Чкалов мечтал побывать в Средней Азии. Ему казалось, что Самарканд и Бухара в силу удалённости от европейских центров застыли во времени и это помогло бы ему проникнуться духом прошлого. Может быть, была в этом доля правды: среднеазиатские республики продолжали жить своей жизнью, лишь места баев заняли секретари райкомов. Мечта эта не была осуществлена, а вот Суздаль он посетил, и с этого дня началась любовь его к старым русским городам: Владимиру, Костроме, Ярославлю, Ефремову несмотря на неказистость последнего. Именно в средних и малых городах сохранился, как ему казалось, дух прошлого. Никак не походил этот почти патриархальный в его сознании мир на жизнь мегаполиса с его суетой, стотысячными праздничными демонстрациями и навязчивой пропагандой, подобной надоедливому жужжанию мухи. В небольших и средних провинциальных городах идеология была сведена до формального минимума, не мешая естественному течению жизни. Люди создавали атмосферу неспешности, простоты и доброжелательности, сохранившуюся до нынешнего времени
С тех пор как Чкалов уволился с работы и был отчислен из МАДИ, потянулись дни, похожие один на другой, но совершенно нескучные. С утра брал пиво и шёл к друзьям, таким же праздным, или, предварительно созвонившись, встречался с ними в «Пиночете», пивной на Волоколамке (сейчас там «Чебуречная СССР»). Подтягивались и ещё знакомые. Можно было перекинуться словом с теми, кого не видел уже долгое время. Так, на выходе из пивной встретил одноклассника, Колю Г., и был поражён перемене, произошедшей с ним. Коля, когда-то пустейший, самовлюблённый юноша, превратился теперь в серьёзного мужчину, сдержанного и мягкого в разговоре. В результате несчастного случая маленький сын его пострадал, и теперь вся жизнь супругов была посвящена заботе о нём.
Утро для друзей начиналось ближе к обеду, потому что накануне они засиживались за полночь: слушали музыку, западные «голоса», ругали «совдепию», обсуждали подготовку к печати очередных номеров «ШЛ», нисколько не заботясь о том, что на следующий день надо будет идти на работу или в институт. Почти каждый член этого сообщества «тунеядцев» претендовал на то, чтобы его считали личностью неординарной по сравнению с «пиплом», «трудящимися». Один до отчисления учился в Строгановке (училище находилось напротив дома, где жил Чкалов), другой в МГУ, третий был сыном пьющего диссидента, четвертый носил необыкновенно модную курточку, приобрести или «достать» которую уже было своего рода искусством. Посещали различные тусовки, где выступали нонконформистские музыкальные коллективы. Слухи о том, что в том или ином месте намечается «сейшен», приходили из разных и часто непроверенных источников: кто-то сказал, кто-то слышал, кому-то позвонили. Не всегда это подтверждалось, и тогда приходилось возвращаться домой не солоно хлебавши. Иногда администрация, давшая добро на проведение музыкального вечера, шла на попятную, если выяснялось, что организаторы лукавили, не раскрыв истинный характер мероприятия. Когда начальник общежития или директор клуба видел странную публику, его начинали тревожить сомнения в правильности решения провести «вечер любителей советской песни». А уж когда появлялись сами «артисты», внешне ничем не отличавшиеся от своих почитателей, и начинали «орать» в микрофон, становилось очевидно: лавочку пора закрывать, пока не дошло до беды.

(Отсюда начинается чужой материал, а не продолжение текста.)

PR #10293, opened 2026-04-17
Support fetching active configuration

arnaudsjs:
# Description

Added support to the configuration framework to get the full active configuration. This feature is required by https://github.com/inmanta/inmanta-support/pull/971

closes inmanta/inmanta-support#960

# Self Check:

- [x] Changelog entry


src/inmanta/protocol/auth/auth.py
```diff
@@ -195,30 +201,21 @@ def reset(cls) -> None:
...
-        # Save config found on environment variables
         env_config: dict[str, dict[str, str]] = defaultdict(dict[str, str])
-
-        for setting in found_settings:
-            for possible_setting in ENV_AUTH_JWT_SETTINGS:
-                if setting.endswith(possible_setting):
-                    # jwt-username-claim breaks the convention of using dashes instead of underscores
-                    setting_name = (
-                        "jwt-username-claim" if possible_setting == "JWT_USERNAME_CLAIM" else possible_setting.lower()
-                    )
```
arnaudsjs, line 211: I dropped this part because it's redundant. This ConfigParser is written to automatically normalize the name of read and write, so it's resilient to this. By dropping it here, this method returns all the configuration options in a consistent format.

src/inmanta/protocol/auth/auth.py
```diff
@@ -195,30 +201,21 @@ def reset(cls) -> None:
...
-                    # The -1 is to take the underscore into account
-                    section_name = setting[env_prefix_len : -len(setting_name) - 1].lower()
-                    env_config[AUTH_JWT_PREFIX + section_name][setting_name] = str(os.environ.get(setting))
-                    break
-            else:
+        for name, value in os.environ.items():
```
arnaudsjs, line 205: This is just a refactor to improve performance and readability.

src/inmanta/protocol/auth/auth.py
jptrindade: Did not know that. Nice improvement!

tests/test_jwt.py
```diff
@@ -161,29 +161,57 @@ async def test_auth_jwt_environment_variables(jwks, tmp_path, monkeypatch, caplo
         f"http://localhost:{port}/auth/realms/inmanta/protocol/openid-connect/certs",
     )
     monkeypatch.setenv(f"{auth.ENV_AUTH_JWT_PREFIX}{new_config}VALIDATE_CERT", "false")
-    monkeypatch.setenv(f"{auth.ENV_AUTH_JWT_PREFIX}{new_config}EXPIRE", "20")
```
jptrindade, line 164: what was wrong with this line and the other you removed?

arnaudsjs: I removed it because it's actually invalid/inconsistent configuration, which could be confusing for the person reading the test case.

* When sign=False the server is not allowed to issue/sign tokens. Hence, the expire flag doesn't mean anything, because there is nothing to expire. 
* The key field is intended to contain the symmetric key used to sign/validate tokens. But here the algorithm is set to `RS256`, which means that we rely on asymmetric keys. Hence the key field doesn't mean anything in this context.

The `get_active_configuration_as_dict()` method is written to take these variations into account.

arnaudsjs:
I noticed there is an inconsistency. I return the JWT settings with underscores, while all other configuration uses dashes. I'll fix that.

arnaudsjs:
> I noticed there is an inconsistency. I return the JWT settings with underscores, while all other configuration uses dashes. I'll fix that.

Done.

changelogs/unreleased/support-collecting-full-active-configuration.yml
```diff
@@ -0,0 +1,8 @@
+---
+description: "Added support to the configuration framework to get the full active configuration."
+issue-nr: 960
+issue-repo: inmanta-support
+change-type: minor
+destination-branches: [master, iso9, iso8]
```
sanderr, line 6: Are we using this on iso8? The other PR is iso9+.

src/inmanta/config.py
```diff
@@ -149,10 +155,40 @@ def _save_loaded_config(
...
+    def get_active_configuration_as_dict(cls) -> typing.Mapping[str, typing.Mapping[str, object]]:
+        """
+        Returns the values of the configuration options that are currently used (active configuration).
+
+        :returns: A dictionary that maps the configuration section name to a dictionary that maps
+                  the name of a configuration option to its value. This dictionary contains the
+                  active configuration exhaustively, i.e. values that were not explicitly set
+                  will be present in this dictionary using their default value.
+        """
+        from inmanta.protocol.auth import auth
```
sanderr, line 177: I don't love this coupling, but we may have no better options? I'm not very familiar with this part of the code.

src/inmanta/protocol/auth/auth.py
```diff
@@ -336,6 +345,30 @@ def __init__(self, name: str, section: str, config: configparser.SectionProxy) -
         else:
             raise ValueError(f"Algorithm {self.algo} in {self.section} is not support ")
 
+    def get_as_dict(self) -> dict[str, object]:
```
sanderr, line 348: This method is a bit too far out of my comfort zone to review properly. If you're not confident in it, let me know but I'll need more context.

sanderr (changes requested):

src/inmanta/protocol/auth/auth.py
arnaudsjs: Are you talking about the if-then-else structures in the body of the method to determine what should be included in the result and what not? In that case I am pretty confident, but I can see it's hard to review. It took me some time to get familiar with this.

changelogs/unreleased/support-collecting-full-active-configuration.yml
arnaudsjs: This PR is a building block for a bug fix on the support tool. The bug also exists on iso8, so I think we need to merge this on iso8 too. I didn't put iso8 in the PR on inmanta-support, because it needs a different version constraint in the setup.py. The plan was to make an iso8-specific PR, once the current PR on inmanta-support is approved.

src/inmanta/config.py
arnaudsjs: It's rather hard to get around. In many paces we import config to define config options or to fetch config values.

jptrindade (approved):

src/inmanta/protocol/auth/auth.py
sanderr: That part indeed.

src/inmanta/config.py
sanderr: Yeah, I meant more that the generic config now has to be aware of specific "child" configs. But if it can't be helped, so be it, it's not a huge deal.

sanderr (approved):

PR #10306, opened 2026-04-20
Graphql improvement patch hack

jptrindade:
# Description

Changed count function to use resource persistent state table.

# Self Check:

- [ ] Changelog entry

### DIFF
--- a/src/inmanta/graphql/schema.py
+++ b/src/inmanta/graphql/schema.py
@@ -842,7 +842,7 @@ async def get_connection(
     after: typing.Optional[str] = strawberry.UNSET,
     last: typing.Optional[int] = strawberry.UNSET,
     before: typing.Optional[str] = strawberry.UNSET,
-    count_stmt: Select[typing.Any] | None = None,
+    count_stmt: Select[tuple[int]] | None = None,
 ) -> CustomListConnection[NodeType]:
     """
     Build the connection object. Here we do all the pagination and fetching of results (edges) to return to the user.
@@ -1063,10 +1063,11 @@ def get_schema(context: GraphQLContext) -> strawberry.Schema:
                     ),
                 )
             stmt = add_filter_and_sort(stmt, ResourceOrder.default_order(), filter, order_by)
-            count_stmt: Select[typing.Any] | None
-            if filter is not None and filter.purged is not strawberry.UNSET:
+            count_stmt: Select[tuple[int]] | None
+            if filter.purged is not strawberry.UNSET:
                 count_stmt = None
             else:
+                # more efficient count statement that doesn't require joining on resource
                 count_stmt = add_filter_and_sort(select(func.count()).select_from(models.ResourcePersistentState), {}, filter)
             return await get_connection(
                 stmt, info=info, model="Resource", first=first, after=after, last=last, before=before, count_stmt=count_stmt
--- a/src/inmanta/graphql/schema.py
+++ b/src/inmanta/graphql/schema.py
@@ -12,6 +12,7 @@ limitations under the License.
 Contact: code@inmanta.com
 """
 
+import logging
 import base64
 import dataclasses
 import inspect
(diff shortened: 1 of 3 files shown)


src/inmanta/graphql/schema.py
```diff
@@ -758,9 +742,7 @@ class ResourceOrder(StrawberryOrder):
     @classmethod
     def default_order(cls) -> dict[str, UnaryExpression[typing.Any]]:
         return {
-            "environment": asc(models.Resource.environment),
-            "resource_set": asc(models.Resource.resource_set),
-            "resource_id": asc(models.Resource.resource_id),
+            "resource_id": asc(models.ResourcePersistentState.resource_id),
```
sanderr, line 745: For the follow-up with the indexes: I just realized we might (to be verified) get a lot of coverage out of just a few indexes if we decompose the resource id into agent, resource type and resource id value, and change the default order accordingly. Something to keep in mind for the next stage.

src/inmanta/graphql/schema.py
```diff
@@ -887,6 +842,7 @@ async def get_connection(
     after: typing.Optional[str] = strawberry.UNSET,
     last: typing.Optional[int] = strawberry.UNSET,
     before: typing.Optional[str] = strawberry.UNSET,
+    count_stmt: Select[typing.Any] | None = None,
```
sanderr: Why `Any`? Do you mean we don't care? Then it should be `object`.

src/inmanta/graphql/schema.py
```diff
@@ -1095,8 +1063,14 @@ async def resources(
                     ),
                 )
             stmt = add_filter_and_sort(stmt, ResourceOrder.default_order(), filter, order_by)
-            stmt = do_required_resource_joins(stmt, filter, order_by)
-            return await get_connection(stmt, info=info, model="Resource", first=first, after=after, last=last, before=before)
+            count_stmt: Select[typing.Any] | None
+            if filter is not None and filter.purged is not strawberry.UNSET:
```
```suggestion
            if filter.purged is not strawberry.UNSET:
```
My bad, can't be `None`.

src/inmanta/graphql/schema.py
```diff
@@ -1095,8 +1063,14 @@ async def resources(
...
+                count_stmt = None
+            else:
+                count_stmt = add_filter_and_sort(select(func.count()).select_from(models.ResourcePersistentState), {}, filter)
```
sanderr, line 1071:
```suggestion
                # more efficient count statement that doesn't require joining on resource
                count_stmt = add_filter_and_sort(select(func.count()).select_from(models.ResourcePersistentState), {}, filter)
```

sanderr (changes requested):
Looks good, some minor comments. Running my benchmarks on this branch as a final sanity check that we didn't miss anything in the cleanup.

src/inmanta/graphql/schema.py
jptrindade: I tried to fix this typing, it is not as simple as `object`, but I think I found a good solution.
At first I was doing the new syntax `[T: tuple[object]]` but I found that it was being repeated a lot and figured it would be cleaner to have it like this. wdyt?

src/inmanta/graphql/schema.py
jptrindade: That is interesting. So we would get a sort on resource_id and we would decompose it into its parts to execute it? Would we also do this for filters?

sanderr: I don't think we expose resource id at all over the graphql API at the moment, only its parts. I meant that if we make our indexes use those parts as well, and this fallback sorting as well, then we're more in line with what the user might request, and possible more flexible when it comes to variations (no filter sort on resource type vs filter on agent and resource type sort on resource id value vs ...)

jptrindade: Hmm I see, the designs for the resource view only include the parts of resource_id

sanderr (approved):

PR #10343, opened 2026-04-30
Drop unused increment cache

### LINKED ISSUE #10059: Drop unused increment cache
`inmanta.server.services.resourceservice` still has the `increment_cache` field, which is no longer used on iso9+

jptrindade:
# Description

Drops unused increment cache and small cleanup

closes #10059 

# Self Check:

- [x] Changelog entry

### DIFF
--- a/src/inmanta/server/services/resourceservice.py
+++ b/src/inmanta/server/services/resourceservice.py
@@ -16,12 +16,10 @@ limitations under the License.
 Contact: code@inmanta.com
 """
 
-import asyncio
 import datetime
 import logging
 import typing
 import uuid
-from collections import abc, defaultdict
 from collections.abc import Sequence
 from typing import Any, Optional, cast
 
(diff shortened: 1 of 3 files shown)


src/inmanta/server/services/resourceservice.py
```diff
@@ -167,24 +149,6 @@ async def start(self) -> None:
...
-        :param env: The environment that is cleared
-        """
-        self.clear_env_cache(env)
-
-    async def environment_action_deleted(self, env: model.Environment) -> None:
-        """
-        Will be called when the environment is deleted
-        :param env: The environment that is deleted
-        """
-        self.clear_env_cache(env)
```
arnaudsjs, line 186: With these methods gone, there is no reason for this class to be an EnvironmentListener anymore.

arnaudsjs (changes requested):

arnaudsjs (approved):

PR #10353, opened 2026-05-06
Add filter on environment for the totalCount query

### LINKED ISSUE #10352: GraphQL `resources` query missing environment filter for COUNT
*This ticket was created by Claude under my supervision. Most details were provided by me and expanded on by Claude.*

---

## Summary

The `resources` GraphQL query returns an inflated `totalCount` that includes resources from **all environments**, not just the queried one. The result rows themselves are correct; only the count is wrong.

---

## Root Cause

The `resources` resolver in `src/inmanta/graphql/schema.py` uses an optimized count path when `filter.purged` is not set (the common case):

```python
# line ~1076
count_stmt = add_filter_and_sort(
    select(func.count()).select_from(models.ResourcePersistentState),
    {},
    filter,
)
```

This builds `SELECT count(*) FROM resource_persistent_state` and relies on `ResourceFilter.apply_filters()` to add WHERE clauses. However, `apply_filters` did not handle the `environment` field — it processes a fixed list of other fields manually and has no case for `environment`. As a result the query becomes:

```sql
SELECT count(*) FROM resource_persistent_state
-- WHERE environment = <env>  ← MISSING
```

The main result query is unaffected because it adds `.where(models.ResourcePersistentState.environment == filter.environment)` directly (line ~993), before `apply_filters` is invoked.

---

## Fix

Two changes in `src/inmanta/graphql/schema.py`:

```diff
--- a/src/inmanta/graphql/schema.py
+++ b/src/inmanta/graphql/schema.py
@@ -730,6 +730,8 @@ class ResourceFilter(StrawberryFilter):
             attr = getattr(self, key)
             if attr is not None and attr is not strawberry.UNSET:
                 stmt = attr.apply_filter(stmt, self.rps_model, key)
+        if self.environment is not None and self.environment is not strawberry.UNSET:
+            stmt = stmt.filter(models.ResourcePersistentState.environment == self.environment)
         if self.purged is not None and self.purged is not strawberry.UNSET:
             stmt = stmt.filter(models.Resource.attributes["purged"].astext.cast(Boolean).is_(self.purged))
         if self.is_deploying is not None and self.is_deploying is not strawberry.UNSET:
@@ -758,6 +760,7 @@ class ResourceOrder(StrawberryOrder):
     @property
     def key_to_model(self) -> dict[str, type[models.Base]]:
         return {
+            "environment": self.rps_model,
             "agent": self.rps_model,
             "resource_type": self.rps_model,
             "resource_id_value": self.rps_model,
```

**Change 1** (`ResourceFilter.apply_filters`): explicitly apply the environment filter so the optimized COUNT path gets the correct WHERE clause.

**Change 2** (`ResourceOrder.key_to_model`): register `environment` as a sortable key so it resolves to the correct model, consistent with the other `rps_model` fields.

---

Slack thread: https://inmanta.slack.com/archives/CKRF0C8R3/p1777878766386949

jptrindade:
# Description

Fix bug where the totalCount field on the resources query of GraphQL was not filtering on environment.

I did not add `environment` to `ResourceOrder.key_to_model` because we are never ordering on environment, since we are always filter on one specific environment.

closes #10352 

# Self Check:

- [x] Changelog entry

### DIFF
--- a/changelogs/unreleased/10352-fix-environment-filter-not-present-on-resource-count-query.yml
+++ b/changelogs/unreleased/10352-fix-environment-filter-not-present-on-resource-count-query.yml
@@ -1,0 +1,4 @@
+description: Fix bug where the totalCount field on the resources query of GraphQL was not filtering on environment.
+change-type: patch
+issue-nr: 10352
+destination-branches: [master, iso9]
--- a/src/inmanta/graphql/schema.py
+++ b/src/inmanta/graphql/schema.py
@@ -980,16 +980,12 @@ def get_schema(context: GraphQLContext) -> strawberry.Schema:
 
             # Only fetch resources in their latest version
             # Logic based on src/inmanta/data/dataview.py::ResourceView
-            stmt = (
-                select(models.Resource)
-                .join(
-                    models.ResourcePersistentState,
-                    and_(
-                        models.Resource.resource_id == models.ResourcePersistentState.resource_id,
-                        models.Resource.environment == models.ResourcePersistentState.environment,
-                    ),
-                )
-                .where(models.ResourcePersistentState.environment == filter.environment)
+            stmt = select(models.Resource).join(
+                models.ResourcePersistentState,
+                and_(
+                    models.Resource.resource_id == models.ResourcePersistentState.resource_id,
+                    models.Resource.environment == models.ResourcePersistentState.environment,
+                ),
             )
 
             # CTE that fetches the latest scheduled version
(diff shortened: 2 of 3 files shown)


sanderr (approved):
Nice, this is cleaner than my draft.

arnaudsjs (changes requested):
Normally we always add a test case that reproduces the bug to make sure we never introduce the same bug ever again. That was not done in this PR. Why is that?

jptrindade:
> Normally we always add a test case that reproduces the bug to make sure we never introduce the same bug ever again. That was not done in this PR. Why is that?

I added the `setup_database` fixture in the test that we use to query resources. This fixture introduces resources in other environments.

The `test_query_resources` already tests different filters and asserts that the counts are what is expected.

I added the fixture before implementing the changes and noticed that the tests where indeed failing due to environment leakage, so I figured that should be sufficient. I added a docstring on the test that I modified trying to explain that

arnaudsjs:
Indeed. I completely missed the addition of the fixture.

arnaudsjs (approved):

PR #10358, opened 2026-05-08
Added support to get all log files

arnaudsjs:
# Description

Added support to get all the log files used by the server and scheduler processes.

Part of inmanta/inmanta-support#989

# Self Check:

- [x] Changelog entry


jptrindade (approved):

src/inmanta/logging.py
```diff
@@ -691,6 +733,50 @@ def __init__(self, stream: TextIO = sys.stdout, no_install: bool = False) -> Non
...
+        Returns a list of all the log files used by the server and scheduler.
+
+        :param env_ids: Include the scheduler logs files for these environments in the result.
+        """
+        assert self._loaded_config is not None
+        if self._component != "server":
+            raise Exception("get_all_log_files() is only supported on the server component")
+        # Server log files
+        result: set[str] = self._loaded_config.get_all_log_files()
+        result.add(policy_engine.PolicyEngine.get_path_policy_engine_log_file())
```
sanderr, line 746: This one doesn't contain sensitive data?

src/inmanta/logging.py
```diff
@@ -159,6 +161,22 @@ def ensure_log_dirs(self) -> None:
         for directory in self.log_dirs_to_create:
             os.makedirs(directory, exist_ok=True)
 
+    def get_all_log_files(self) -> set[str]:
```
sanderr, line 164: Do I understand correctly that this is simply a best-effort implementation? i.e. if the user adds a custom handler that writes to a file we don't support that?

Or is this the legacy logging config? I don't recall what "dict-based" means exactly.

src/inmanta/logging.py
```diff
@@ -264,6 +282,24 @@ def _to_dict_config(self) -> dict[str, object]:
     def to_string(self) -> str:
         return yaml.dump(self._to_dict_config(), Dumper=LogConfigDumper)
 
+    @classmethod
+    def from_dict(self, dict_config: dict[str, object]) -> "FullLoggingConfig":
+
+        def as_dict(inp: dict[str, object], key: str) -> dict[str, object]:
+            root = inp.get(key, {})
+            if not isinstance(root, dict):
+                raise Exception(f"{key} entry should be a dict, got {root}")
```
sanderr:
```suggestion
                raise Exception(f"{key!r} entry should be a dict, got {root!r}")
```
I think?

src/inmanta/logging.py
```diff
@@ -691,6 +733,50 @@ def __init__(self, stream: TextIO = sys.stdout, no_install: bool = False) -> Non
 
         self.logging_config_source: LoggingConfigSource | None = None
 
+    def get_all_log_files(self, env_ids: Sequence[uuid.UUID]) -> set[str]:
+        """
+        Returns a list of all the log files used by the server and scheduler.
+
+        :param env_ids: Include the scheduler logs files for these environments in the result.
+        """
+        assert self._loaded_config is not None
```
sanderr: No longer needed with your annotation update?

mypy-baseline.txt
sanderr, line 1: I assume these are unavoidable?

sanderr (changes requested):
This is a bit out of my comfort zone, but I think it looks good.

src/inmanta/logging.py
arnaudsjs: Good point. It might so it's not ideal. But if the support request is related to the policy engine, we will need access to it in order to investigate.

src/inmanta/logging.py
arnaudsjs: Correct. It assumes that no customer handler is used, but I think that's acceptable. As far as I can see, the only way to use a custom handler is to write a custom extension and I am not even sure if we (want to) provide support on that.

src/inmanta/logging.py
arnaudsjs: Why?

mypy-baseline.txt
arnaudsjs: Correct.

src/inmanta/logging.py
sanderr: > As far as I can see, the only way to use a custom handler is to write a custom extension

I was thinking you could add any handler to the logging config file. But your reasoning is that it could only reference a handler that is loaded by the server, which requires a custom import, therefore a custom extension. Is that right?

If so, we will have to be careful to extend this if Python adds more handlers.

src/inmanta/logging.py
sanderr: For `key` it's minor, simply to get it quoted. For printing objects of unknown type I find the unambiguous format of `repr` to be (typically) more useful than the freeform `str`.

e.g.
```
>>> print(f"Expected int but got {'1'}")
Expected int but got 1
>>> print(f"Expected int but got {'1'!r}")
Expected int but got '1'
```

To be fair, it may be slightly less relevant for dicts. It would require a non-dict mapping type that implements `str()` like a dict, for this confusion to surface. But even apart from that confusion, `repr` is by definition the unambiguous of the two.

src/inmanta/logging.py
arnaudsjs: > But your reasoning is that it could only reference a handler that is loaded by the server, which requires a custom import, therefore a custom extension. Is that right?

The loading part is not the issue. It's just that you need to define the handler (its code) and make it accessible by the server. You could achieve that by doing a pip install into the venv of the server, but that's very unconventional.

sanderr (approved):

PR #10370, opened 2026-05-11
Log more information about the DB during the server startup. (PR #10267)

Hugo-Inmanta:
This PR was initially a cherry-pick of https://github.com/inmanta/inmanta-core/pull/10267 for iso8 but there were merge conflicts into iso8 because the original PR builds on top of some framework code that was iso9 only (namely the `PostgreSQLVersion` class). 

I figured this additional logging would still be nice to have for iso8 so I adapted the initial PR as such:

- The "framework PR" that added `PostgreSQLVersion` class didn't make it into iso8 because it adds the following breaking behaviour: if we detect that the db version is lower than the version defined in the compatibility file, we will abort the server start.

- The current PR brings the necessary parts of the `PostgreSQLVersion` from the ["framework PR"](https://github.com/inmanta/inmanta-core/pull/9589) and will only log the db version (and ignore the compatibility file)

For reference:
* [The original PR being cherry-picked](https://github.com/inmanta/inmanta-core/pull/10267)
* [The "framework PR" that added `PostgreSQLVersion` class into iso9](https://github.com/inmanta/inmanta-core/pull/9589) 
* [slack discussion](https://inmanta.slack.com/archives/CKRF0C8R3/p1758783808339199) about the framework PR being iso9 only

- [ ] Changelog entry

# Description

* Short description here *

# Self Check:

- [ ] Changelog entry


src/inmanta/server/services/databaseservice.py
```diff
@@ -295,4 +330,181 @@ async def initialize_database_connection_pool(
...
+                    )
+        else:
+            LOGGER.info(
+                "Database replication is not active: couldn't find any standby server directly connected to the primary. "
+                "If you intend to use database replication, please check the status and the configuration "
+                "of the cluster before restarting the Inmanta server (More info in the 'HA setup' section of the "
+                "documentation)."
+            )
+
+        LOGGER.info("Checking database before server start...")
```
arnaudsjs: Why do we have this log line?

src/inmanta/server/services/databaseservice.py
```diff
@@ -295,4 +330,181 @@ async def initialize_database_connection_pool(
...
+                    opt.db_port.get(),
+                )
+                return conn
+            except TimeoutError:
+                LOGGER.info("Waiting for database to be up: Connection attempt timed out.")
+            except Exception:
+                LOGGER.info("Waiting for database to be up.", exc_info=True)
+            # Check if the maximum wait time has been exceeded
+            if 0 < db_wait_time < asyncio.get_event_loop().time() - start_time:
+                LOGGER.error("Timeout: database server not up after %d seconds." % db_wait_time)
```
arnaudsjs:
```suggestion
            if 0 < db_wait_time < asyncio.get_event_loop().time() - start_time:
                LOGGER.error("Timeout: database server not up after %d seconds.", db_wait_time)
```

tests/test_server.py
```diff
@@ -41,13 +42,19 @@
...
+from inmanta.server.services.databaseservice import PostgreSQLVersion
 from inmanta.types import ResourceIdStr, ResourceVersionIdStr
 from inmanta.util import get_compiler_version
 from utils import log_contains, log_doesnt_contain, retry_limited
 
 LOGGER = logging.getLogger(__name__)
 
 
+@pytest.fixture
+async def postgresql_version_from_db(postgresql_client) -> Awaitable[PostgreSQLVersion]:
```
arnaudsjs: This method doesn't return an awaitable, right?

arnaudsjs (changes requested):

src/inmanta/server/services/databaseservice.py
Hugo-Inmanta: Crap, good catch I'll remove it from the original PR as well.

jptrindade (approved):

tests/test_server.py
Hugo-Inmanta: Nice catch

arnaudsjs (approved):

«Рубиновая атака» одна из таких нонконформистских групп, на которые ходил Чкалов. Зима, легкий морозец. Общага МАДИ на «Соколе». Студентов самого института немного, народ в основном пришлый. Ладно если бы просто пришлый но какой? Парней от девчонок не отличить из-за длинных волос, одеты так, что на улице не каждый день встретишь в цепях, драных «штанах», с крестами. Табачный дым стоит коромыслом, пустые бутылки от спиртного в туалете, шум такой, что приходится кричать, чтобы быть услышанным, но все довольны, почти счастливы.
Будучи уже в солидном возрасте, Чкалов вспомнил своё увлечение рок-группами того времени и нашел в сети композиции «Рубиновой атаки». Музыка не произвела на него прежнего впечатления. Наверное, настрой молодых людей зависел тогда от других факторов. Привлекала сама атмосфера сейшенов, рождавшая чувство сопричастности к ордену посвященных и просвещенных чувство толпы в хорошем понимании этого слова. Слова песен говорили им многое: «иди скорее в лавку чудес тебе любой товар отпустит черный бес», ведь это так отличалось от того, что предлагал официоз.